Records:
PR #3407, opened 2025-02-21
fix: Fix dispatch event checkout

sfc-gh-jmichalak:
- Fix checking out code in the repository dispatch event by specifying the repository and ref.
- Print more debug info during hash verification.

## Test Plan
Dispatch events utilize pipelines from the default branch, and custom dispatch events cannot be run before merge—see https://github.com/orgs/community/discussions/24657?sort=top. This is why this change was not tested in this repository, as the changes already need to be present on the default branch. 

Instead, I tested it on my personal repository with a simplified setup, but preserving the logic. I confirmed that for dispatch events, the checkout was done to the default origin branch, and after these changes, the checkout is done on the correct sha in the forked branch.

## References
https://github.com/Snowflake-Labs/terraform-provider-snowflake/pull/3400#issuecomment-2666395813
## TODO
Check the dispatch after it's merged to the default branch.


.github/workflows/tests.yml
```diff
@@ -28,8 +28,20 @@ jobs:
...
+          echo ========
+          echo \"${{ github.event.client_payload.pull_request.head.repo.full_name }}\"
+          echo \"${{ github.event.client_payload.pull_request.head.ref }}\"
 
-      - uses: actions/checkout@v3
+      - name: Checkout Code (Repository Dispatch Event)
+        if: (github.event_name == 'repository_dispatch')
+        uses: actions/checkout@v3
+        with:
+          repository: ${{ github.event.client_payload.pull_request.head.repo.full_name }}
```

Exercise requirements: What lines above mention "https"? Copy each one.

Solution to this task:
Dispatch events utilize pipelines from the default branch, and custom dispatch events cannot be run before merge—see https://github.com/orgs/community/discussions/24657?sort=top. This is why this change was not tested in this repository, as the changes already need to be present on the default branch. 
https://github.com/Snowflake-Labs/terraform-provider-snowflake/pull/3400#issuecomment-2666395813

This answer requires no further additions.